YOUR OBJECTIVE
Go through the data below. List every line that holds the word "another".

= = = = =

PR #24, opened 2015-11-07
[hold][Feature] Stop Upload of a Modified File to prevent corruption

mfraezz:
Purpose
======
Handle case where user has pending upload of a file currently being edited, and it changes on disk before upload completes

Changes
=======
Async streaming/locking mechanism added

Side Effects
=========
None

Notes
--------
* WIP tag included because I've been unable to fully test this feature -- have yet to reproduce bug. Have tested to confirm it does not break normal upload flow.
* Consider using `Network Link Conditioner` to test, downloadable through `XCode`->`Open Developer Tool`->`More Developer Tools`-> Search: `Hardware IO Tools`

[#OSF-5107]


osfoffline/polling_osf_manager/osf_query.py
```diff
@@ -242,34 +251,39 @@ def _delete_file_folder(self, remote_file_folder):
...
+            headers=headers,
             params=params,
             data=data
         )
         try:
-            response = yield from asyncio.wait_for(request, timeout)
-        except (
-                aiohttp.errors.ClientTimeoutError, aiohttp.errors.ClientConnectionError,
+            if locks and local_file:
+                asyncio.async(check_for_changes(local_file, locks))
```
abought: As discussed yesterday, `asyncio.async` is deprecated. Use `asyncio.ensure_future` instead.
https://docs.python.org/3/library/asyncio-task.html#asyncio.async

Additionally, it appears that `ensure_future` would return a Task object which can be canceled explicitly- meaning that `check_for_changes` could be canceled/terminated without need for the second lock. Is that correct?

mfraezz: It is correct, the second lock would not be needed. However, as discussed privately, `asyncio.ensure_future` doesn't exist before Python 3.4.4, and this is too much of a headache with current deadlines

osfoffline/polling_osf_manager/osf_query.py
```diff
@@ -132,7 +135,13 @@ def upload_file(self, local_file):
...
                                 file_id=parent_osf_id)
         file = open(local_file.path, 'rb')
-        resp_json = yield from self.make_request(files_url, method="PUT", params=params, data=file, get_json=True)
+
+        file_lock = asyncio.Lock()
+        file_data = safe_file_stream(file, file_lock)
+        file_size = os.path.getsize(local_file.path)
+
+        resp_json = yield from self.make_request(files_url, method="PUT", params=params, data=file_data, get_json=True,
+            headers={'Content-Length': str(file_size)}, local_file=local_file, locks=[file_lock, asyncio.Lock()])
```
chennan47: what if there is a http error or server is down during this request. There is no exception being raised here.

chennan47: Oh. My bad, ignore the previous comment.

osfoffline/polling_osf_manager/osf_query.py
```diff
@@ -242,34 +251,39 @@ def _delete_file_folder(self, remote_file_folder):
         resp.close()
 
     @asyncio.coroutine
-    def make_request(self, url, method=None, params=None, expects=None, get_json=False, timeout=180, data=None):
+    def make_request(self, url, method=None, params=None, expects=None, get_json=False, timeout=180, data=None, headers=None, local_file=None, locks=None):
```
chennan47: This line is too long. better break  it into multi lines. Will make the change when I merge.

osfoffline/polling_osf_manager/osf_query.py
chennan47: As Matt said, the version of python we are using is python 3.4.3, it won't be too hard to change to python 3.4.4. But we need to set down a version to avoid future's change.

abought:
@brianjgeiger will take point on review. I can help him with some testing notes for this one. Particularly:

- Using the develop branch to edit a file as it is being uploaded, the file isn't corrupted, but neither is it clear that the version sent is the one desired. Will explore further. (regression tests: before AND after)

- Apple provides a tool called Network Link Conditioner that is useful for simulating slow connections. (the "Edge network" preset is handy for testing slow uploads, to give time to see the change occur)

brianjgeiger:
Hey, @mfraezz, can you merge this with the just merged changes from the threading pr?

osfoffline/polling_osf_manager/osf_query.py
mfraezz: Since we've updated to 3.4.4, I'll update this

mfraezz:
@brianjgeiger :+1:

abought:
Is there any update on the progress of review for this ticket, @brianjgeiger ?

brianjgeiger:
I have not yet managed to reproduce the issue. I tried a couple of times before I switched to my task from yesterday of dealing with the error handling.

abought:
Okay. We'll table this one for Tuesday's release then, and revisit later when we have more breathing room.

abought:

PR #25, opened 2015-11-08
Feature/fix items not syncing

brianjgeiger:
Purpose
-----------
Allow a user to drag a file into the root syncing folder, then drag the file into the project folder, and still get the file to sync into the project properly. Fixes [https://openscience.atlassian.net/browse/OSF-5121]

Secondarily, modified a small UI issue: swapped the column order on the preferences tab so that the checkboxes appeared first and the project items appeared second. It was a tiny change but should help immensely until further UI refinements can be added in.

Changes
----------
What was happening is that, once the file was seen by the desktop sync code, moving the file was considered a move, but moving only happens between projects. So I caught the case where it didn't really know where the file was being moved from and just said, well, if you don't know, then it must be a create action instead. I broke up the create into its own method that is separate from the event handler rather than trying to trigger a new event with the existing file.

For the UI change, I changed the ordering numbers in the constant for that control, and then I ensured that the numbers matched for the column labels.

Side effects
---------------
Hopefully none, but ¯\\\_(ツ)_/¯

### DIFF
--- a/osfoffline/filesystem_manager/osf_event_handler.py
+++ b/osfoffline/filesystem_manager/osf_event_handler.py
@@ -5,7 +5,7 @@ storing the data into the db, and then sending a request to the remote server.
 import asyncio
 import logging
 
-from watchdog.events import FileSystemEventHandler, DirModifiedEvent
+from watchdog.events import FileSystemEventHandler, DirModifiedEvent, DirCreatedEvent, FileCreatedEvent
 from osfoffline.database_manager.models import Node, File, User
 from osfoffline.database_manager.db import session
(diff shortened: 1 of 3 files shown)


brianjgeiger:
If you don't have time/energy to deal with the UI thing, feel free to cherry pick the meatier commit.

abought:
Logic works, and verified it works in manual testing. Clear for @chennan47 .

ticklemepierce:
@brianjgeiger I cant figure out that nifty reply feature but yes I am incorporating it into another UI fix.  It is definitely a worthwhile change.

PR #26, opened 2015-11-08
[Feature] Standard Auth

mfraezz:
Purpose
=======
Allow a user to log in with username and password, and use that data to generate a non-expiring personal access token.

Changes
=======
* Add `authentication.py` to handle log in flow
* Add `bcrypt` to `requirements` for password hashing

Side effects
=========
None that I've found ¯\\\_(ツ)_/¯


osfoffline/utils/authentication.py
```diff
@@ -0,0 +1,196 @@
...
+
+    :return: hashed password
+    """
+    return bcrypt.hashpw(
+        password.encode('utf-8'),
+        bcrypt.gensalt(12)
+    )
+
+token_request_body = json.loads(
+    '{"data": {"type": "tokens", "attributes": {"name": "OSF-Offline {}", "scopes": "osf.full_write"}}}'.format(datetime.date.today())
```
abought: Since you're writing the dictionary inline, no need to convert it to a string. Just specify it as a dictionary to start.

osfoffline/utils/authentication.py
```diff
@@ -0,0 +1,196 @@
...
+
+    @asyncio.coroutine
+    def _authenticate(self, username, password):
+        """ Tries to use standard auth to authenticate and create a personal access token through APIv2
+
+            :return: personal_access_token or None
+        """
+        token_url = self.API_URL.path.add('/v2/tokens/create/')
+        token_url.args['username'] = username
+        token_url.args['password'] = password
```
abought: In general we try to discourage sending passwords as part of the URL. For example, if someone read the network traffic (or our server logs), they'd have access to passwords in plaintext- even if we had mechanisms in place not to store passwords normally.

osfoffline/utils/authentication.py
```diff
@@ -0,0 +1,196 @@
...
+    def _find_or_create_user(self, username, password):
+        """ Checks to see if username exists in DB and compares password hashes.
+            Tries to authenticate and create user if a valid user/oauth_token is not found.
+
+        :return: user
+        """
+        try:
+            user = session.query(User).filter(User.osf_login == username).one()
+            assert user.oauth_token
+            assert user.password = generate_hash(password)
```
abought: In general, assertions should be for things that you never ever expect to happen- try to avoid using them for testing regular error conditions.

Also, this try/except block is checking for two different and unrelated kinds of errors; if possible try to keep as little stuff as possible in a given try block, and only test for one error condition at a time. (bad db query vs wrong password)

osfoffline/utils/authentication.py
mfraezz: https://github.com/CenterForOpenScience/osf.io/blob/develop/framework/auth/cas.py#L66

AFAIK, this is the only way to avoid a terribly messy situation involving pretending to be a web browser to CAS, faking a csrf-token, and ultimately using a cookie to make a request similar to this, only with the password in the request body. You can ask Michael about it if you want more details, but this approach is preferable.

osfoffline/utils/authentication.py
```diff
@@ -0,0 +1,189 @@
...
+        headers = {'content-type': 'application/json'}
+
+        try:
+            resp = yield from aiohttp.request(method='POST', url=token_url.url, headers=headers, data=token_request_body, auth=(username, password))
+        except (aiohttp.errors.ClientTimeoutError, aiohttp.errors.ClientConnectionError, aiohttp.errors.TimeoutError):
+            # No internet connection
+            self.display_error('Unable to connect to server. Check your internet connection or try again later.')
+        except Exception as e:
+            # Invalid credentials probably, will be prompted later
+            logging.exception(e)
```
abought: The first argument to logging.exception is a message, not the actual exception object. (it will handle logging that on its own)

abought: Leaving aside the bare exception issue- why doesn't this clause call `self.display_error`, which was presumably intended as the reusable error handling method?

osfoffline/utils/authentication.py
```diff
@@ -0,0 +1,189 @@
...
+                return user
+
+        return
+
+    def display_error(self, message, fail=True, e=None):
+        """ Displays error message to user, sets fail flag unless otherwise specified,
+            and logs exception if given.
+        """
+        if e:
+            logging.exception(e)
```
abought: See note above about logging.exception, which should only be called from within an exception handler.
https://docs.python.org/3/library/logging.html#logging.Logger.exception

You can log any exception object in a standard `logging.<level>()` call (outside the exception handler) by passing in the `exc_info` argument:
https://docs.python.org/3/library/logging.html#logging.Logger.debug

osfoffline/utils/authentication.py
```diff
@@ -0,0 +1,189 @@
...
+            self.display_error('Username and password required for login.')
+            return
+        user = yield from self._find_or_create_user(username, password)
+        if self.failed_login:
+            return
+        if user:
+            user.logged_in = True
+            try:
+                save(session, user)
+            except Exception as e:
```
abought: Try to avoid bare exceptions when possible. Since we except this to catch database errors, an appropriate exception class might be:
`sqlalchemy.exc.SQLAlchemyError`
http://docs.sqlalchemy.org/en/rel_0_7/core/exceptions.html#sqlalchemy.exc.StatementError

osfoffline/utils/authentication.py
```diff
@@ -0,0 +1,189 @@
...
+    def _authenticate(self, username, password):
+        """ Tries to use standard auth to authenticate and create a personal access token through APIv2
+
+            :return: personal_access_token or None
+        """
+        token_url = furl.furl(settings.API_BASE)
+        token_url.path.add('/v2/tokens/')
+        token_request_body = '{"data": {"attributes": {"name": "OSF-Offline ' + \
+            str(datetime.date.today()) + \
+            '", "scopes": "osf.full_write"}, "type": "tokens"}}'
```
abought: I suggest moving the value of `scopes` into the settings file, to ease maintainability (especially if we decide in the future that the application should depend on a more restrictive set of scopes).

abought:
Pass will resume in the morning. I need to go code review the inside of my eyelids. :fallen_leaf:

osfoffline/utils/authentication.py
```diff
@@ -0,0 +1,189 @@
+import asyncio
+import datetime
+import furl
```
abought: Trivial FYI: furl is actually an external package, not part of the standard library

osfoffline/utils/authentication.py
mfraezz: It originally did, but when an exception was raised here that wasn't caught by the above except (manually raised), it prompted the user twice.

osfoffline/utils/authentication.py
```diff
@@ -0,0 +1,201 @@
...
+        """ Tries to use standard auth to authenticate and create a personal access token through APIv2
+
+            :return: personal_access_token or None
+        """
+        token_url = furl.furl(settings.API_BASE)
+        token_url.path.add('/v2/tokens/')
+        token_request_body = '{"data": {"attributes": {"name": "OSF-Offline ' + \
+            str(datetime.date.today()) + \
+            '", "scopes": "' + settings.APPLICATION_SCOPES + \
+            '"}, "type": "tokens"}}'
```
abought: Avoid building JSON via string concatenation- there are a variety of ways that could break. Instead, build a python dictionary and then pass `json.dumps(token_request_body)` in as the data argument of `aiohttp.request`

osfoffline/utils/authentication.py
```diff
@@ -0,0 +1,201 @@
...
+        except Exception as e:
+            # Invalid credentials probably, but it's difficult to tell
+            # Regadless, will be prompted later with dialogbox later
+            # TODO: narrow down possible exceptions here
+            logging.error(e.message)
+        else:
+            if not resp.status == 201:
+                return None
+            json_resp = yield from resp.json()
+            return json_resp['data']['attributes']['token_id']
```
abought: As discussed previously: we want to keep all API data parsing abstracted in one place later (we've already had to shift API formats twice, and centralizing logic eases refactoring pain). Currently the other parsers live in `polling_osf_manager/remote_objects.py`.

osfoffline/settings/app_settings.py
```diff
@@ -23,6 +24,10 @@
     API_BASE = 'https://staging-api.osf.io'
     FILE_BASE = 'https://staging-files.osf.io'
 
+# if PROD_MODE:  # TODO: uncomment these before release
```
abought: There variables aren't really needed. When we go to production, we'll just change the non-dev-mode variables to point to production directly.

(Production vs dev mode won't be configurable in the deployed executable)

osfoffline/utils/authentication.py
```diff
@@ -0,0 +1,201 @@
...
+        try:
+            resp = yield from aiohttp.request(method='POST', url=token_url.url, headers=headers, data=token_request_body, auth=(username, password))
+        except (aiohttp.errors.ClientTimeoutError, aiohttp.errors.ClientConnectionError, aiohttp.errors.TimeoutError):
+            # No internet connection
+            self.display_error('Unable to connect to server. Check your internet connection or try again later.')
+        except Exception as e:
+            # Invalid credentials probably, but it's difficult to tell
+            # Regadless, will be prompted later with dialogbox later
+            # TODO: narrow down possible exceptions here
+            logging.error(e.message)
```
abought: Why note use `logging.exception("Login failed")`? (should automatically capture the traceback)

osfoffline/utils/authentication.py
```diff
@@ -0,0 +1,201 @@
...
+                else:
+                    user.oauth_token = personal_access_token
+
+            if not self.failed_login:
+                return (yield from self._populate_user_data(user, username, password))
+            else:
+                return
+
+    @asyncio.coroutine
+    def _populate_user_data(self, user, username, password):
```
abought: Is it an intentional decision to not save the user object (created here) until line 175 of `log_in`?

(Asking because we had a different bug today where the lack of save was unintentional)

osfoffline/views/start_screen.py
```diff
@@ -35,73 +35,20 @@ def __init__(self):
...
+            user = yield from auth_client.log_in(username=username, password=password)
+        except Exception as e:
+            logging.exception(e)
+            user = None
 
+        if user:
+            logging.debug('Successfully logged in user: {}'.format(user))
             self.close()
+        else:
+            logging.debug('Login Failed')
```
abought: Separation of concerns note: arguably, `AuthClient` should not be responsible for UI work. It should raise errors and allow the UI client decide how to handle them with an appropriate message.

abought: Also, a login failure is something we want to actively record. `logging.debug` is best used for statements that are never of interest to the user (ran function, value at time x, etc)

In production mode, only messages of level INFO or above are saved to the log file.

osfoffline/views/rsc/gui/startscreen_gui/startscreen.ui
```diff
@@ -41,45 +41,50 @@
...
-      <width>141</width>
+      <x>30</x>
+      <y>50</y>
+      <width>110</width>
       <height>21</height>
      </rect>
     </property>
     <property name="text">
-     <string>Personal Access Token</string>
+     <string>Username (email):</string>
```
abought: To be consistent with the OSF homepage, just call this field "Email". (don't leave people guessing about whether a separate username is needed)

screen shot 2015-11-11 at 12 15 45 am

abought:
If I log out, then try to log in using a known username with the wrong password, I do not get an error message/ dialog box.

abought:
After logging in with the wrong password, then later entering a correct password, I get an error as follows:
```
[2015-11-11 00:18:40,940][MainThread][base_events.py][ERROR][asyncio]: Unclosed response
client_response: <ClientResponse(https://staging-api.osf.io/v2/tokens/) [401 UNAUTHORIZED]>
```

What does it mean for my response to be unclosed?

abought:
I deleted my personal access token via the website, then tried to log in again (to what should have been an existing user). I got the following message:
```
[2015-11-11 00:22:46,895][MainThread][start_screen.py][ERROR][root]: 'data'
  File "/Users/andyboughton/code/cos/OSF-Offline/osfoffline/views/start_screen.py", line 42, in log_in
    user = yield from auth_client.log_in(username=username, password=password)
  File "/Users/andyboughton/code/cos/OSF-Offline/osfoffline/utils/authentication.py", line 169, in log_in
    user = yield from self._find_or_create_user(username, password)
  File "/Users/andyboughton/code/cos/OSF-Offline/osfoffline/utils/authentication.py", line 124, in _find_or_create_user
    return (yield from self._populate_user_data(user, username, password))
  File "/Users/andyboughton/code/cos/OSF-Offline/osfoffline/utils/authentication.py", line 153, in _populate_user_data
    remote_user = RemoteUser(json_resp['data'])
KeyError: 'data'
```

abought:
Here are some acceptance tests I've outlined:

1. Log in to a fresh database with a new user
2. Without closing OSF offline, confirm that I can log out and immediately back in (same token used)
3. Log out of my account from OSF offline again. Verify that if I delete my personal access token, a new one is seamlessly created for use by the application
4. Change my password on the OSF. Verify that OSF offline does not continue to require my old password due to the password hashing mechanism

osfoffline/views/rsc/gui/startscreen_gui/startscreen.ui
abought: While you're in QT designer, could you also change the title of the dialog to something other than "startscreen"?

(Technically another ticket, but this will save time later) 

screen shot 2015-11-11 at 12 30 18 am

abought:
After logging out (via the preferences panel), still in the session described so far, I still see the OSF offline icon in the system tray. (and it still tells me I'm up to date, though whether I'm logged in is questionable at best)

But trying to reopen the preferences panel gives the error below (on the console):
```
[2015-11-11 00:31:12,495][MainThread][log_config.py][ERROR][root]: Uncaught exception: 
  File "/Users/andyboughton/code/cos/OSF-Offline/osfoffline/application/main.py", line 203, in open_preferences
    self.preferences.open_window(Preferences.GENERAL)
  File "/Users/andyboughton/code/cos/OSF-Offline/osfoffline/views/preferences.py", line 108, in open_window
    self.selector(tab)
  File "/Users/andyboughton/code/cos/OSF-Offline/osfoffline/views/preferences.py", line 113, in selector
  File "/Users/andyboughton/code/cos/OSF-Offline/env/lib/python3.5/site-packages/sqlalchemy/orm/query.py", line 2534, in one
    raise orm_exc.NoResultFound("No row was found for one()")
sqlalchemy.orm.exc.NoResultFound: No row was found for one()
```
screen shot 2015-11-11 at 12 33 35 am

abought:
In addition to some error logging and other notes, I'm seeing some distinct weird behaviors / potential bugs when I try to use this login flow. (see notes above) Will suspend review pending further discussion but probably won't be able to make the 1pm deploy Wednesday.

osfoffline/utils/authentication.py
mfraezz: Yes, lack of save until completed auth flow with nothing breaking was intentional.

osfoffline/utils/authentication.py
mfraezz: This is the only place where a response of this type will need to be parsed. Having a class to do only this seems excessive, especially when this information is tied to a (local, not remote) user.

PR #32, opened 2015-11-09
Alert user that they have not saved changes

ticklemepierce:
Purpose
-
Previously a user would not be notified that they had not saved their changes when select which projects should be synced and which to ignore.  This meant that a user may make a bunch of changes, close out of the window, and then be confused as to why nothing was being synced.  This PR seeks to address this issue by opening a window alerting the user that they have unsaved changes (if applicable)

screen shot 2015-11-09 at 2 42 45 pm

Changes
-
First I added a list field to the class to keep track of which projects were checked the last time the project was saved.  Then I bumped the code that creates guid_list out into its own method and called this inside of closeEvent and compared to the list of checked projects from the last save.  If they were equal, preferences closes normally, otherwise a message box pops up informing the user that they have unsaved changes.  They can either click a button to remain in preferences and review or save their changes or click a button to discard changes and close out of preferences.

Side effects
-
Due to the fact that this is predominately just a feature to improve UX there should not be any significant side effects.  There may be edge cases that cause the pop to show when it shouldn't or vice versa but the chances of this are pretty slim.

[#OSF-4409]


ticklemepierce:
Lol accidentally did this on master

PR #33, opened 2015-11-09
[Feature] Alert user that they have not saved changes

ticklemepierce:
Purpose
-
Previously a user would not be notified that they had not saved their changes when select which projects should be synced and which to ignore.  This meant that a user may make a bunch of changes, close out of the window, and then be confused as to why nothing was being synced.  This PR seeks to address this issue by opening a window alerting the user that they have unsaved changes (if applicable)

screen shot 2015-11-09 at 2 42 45 pm

Changes
-
First I added a list field to the class to keep track of which projects were checked the last time the project was saved.  Then I bumped the code that creates guid_list out into its own method and called this inside of closeEvent and compared to the list of checked projects from the last save.  If they were equal, preferences closes normally, otherwise a message box pops up informing the user that they have unsaved changes.  They can either click a button to remain in preferences and review or save their changes or click a button to discard changes and close out of preferences.

Side effects
-
Due to the fact that this is predominately just a feature to improve UX there should not be any significant side effects.  There may be edge cases that cause the pop to show when it shouldn't or vice versa but the chances of this are pretty slim.

[#OSF-4409]

### DIFF
--- a/osfoffline/views/preferences.py
+++ b/osfoffline/views/preferences.py
@@ -1,7 +1,7 @@
 import os
 import logging
 
-from PyQt5.QtWidgets import (QDialog, QFileDialog, QTreeWidgetItem)
+from PyQt5.QtWidgets import (QDialog, QFileDialog, QTreeWidgetItem, QMessageBox)
 from PyQt5.QtCore import QCoreApplication, Qt
 from PyQt5.QtCore import pyqtSignal
 from osfoffline.views.rsc.preferences_rc import Ui_Preferences  # REQUIRED FOR GUI
@@ -11,7 +11,6 @@ from osfoffline.polling_osf_manager.api_url_builder import api_url_for, NODES, U
 from osfoffline.polling_osf_manager.remote_objects import RemoteNode
 import requests
 import osfoffline.alerts as AlertHandler
-
 
 class Preferences(QDialog):
     """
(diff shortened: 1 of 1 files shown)


abought:
The button placement makes sense on MS Windows (our primary target audience), but typically button order is backwards on Mac (good action on the right, cancel action on the left)

Does QT provide any way to customize an ok/cancel type dialog box, so that the button placement is handled by QT in an OS-appropriate fashion?

osfoffline/views/preferences.py
```diff
@@ -36,12 +35,39 @@ def __init__(self):
 
         self.preferences_window.changeFolderButton_2.clicked.connect(self.update_sync_nodes)
         self.tree_items = []
+        self.checked_items = []
         self.setup_slots()
 
+    def get_guid_list(self):
+        guid_list = []
+        for tree_item in self.tree_items:
+            for name, id in [(node.name, node.id) for node in self.remote_top_level_nodes]:
```
abought: Just for future reference, try to avoid variable names that shadow builtins (like the function `id()`).

osfoffline/views/preferences.py
```diff
@@ -36,12 +35,39 @@ def __init__(self):
...
+                if name == tree_item.text(self.PROJECT_NAME_COLUMN):
```
abought: This function just gets the node associated with a project name. A note, but also a possible bug:

One way to boost performance would be to create a dictionary representation of `remote_top_level_names` before looping over tree items (to save iteration every time):
`node_lookup = {node.name : node.id for node in self.remote_top_level_nodes}`

BUT: what does this function do if two projects (with different node IDs) have the same name?

abought:
Looks good to me. There is a potential issue with duplicate names, but that is better handled under the scope of #OSF-4408. @ticklemepierce has some suggestions on how to fix this function as part of that ticket.

osfoffline/views/preferences.py
```diff
@@ -135,6 +156,7 @@ def create_tree_item_for_each_top_level_node(self):
 
             if node.id in user.guid_for_top_level_nodes_to_sync:
                 tree_item.setCheckState(self.PROJECT_SYNC_COLUMN, Qt.Checked)
+                self.checked_items.append(node.id)
```
chennan47: it needs to check if the node.id is already in the list. If you don't hit the update button, this list won't get assign as the guid_list and thus will append the node.id again make two lists different. Will fix this while I merge this pr.

PR #34, opened 2015-11-09
Fix DB error when two users share a computer

abought:
## Purpose
Fix an error reported by @nicipfeiffer  and @NatashaRichter in which trying to log out (then in as a different user) would give a database-related error message. ("Unable to save user data; please try again later")

## Summary of changes
Disable the `osf_login` field of the database model. It is intended to only contain an email address, and in the absence of that data, every single user was being given the same placeholder value. 

Since this violated the `unique` constraint on that field, users were seeing an error message.

## Side effects
Didn't update the tests- they were already broken, and likely will remain so until after this field is needed again. (we will begin collecting email addresses as part of #26 )


abought:
Whoops, wrong branch.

= = = = =

COMPLETED EXERCISE
@brianjgeiger I cant figure out that nifty reply feature but yes I am incorporating it into another UI fix.  It is definitely a worthwhile change.
(Technically another ticket, but this will save time later) 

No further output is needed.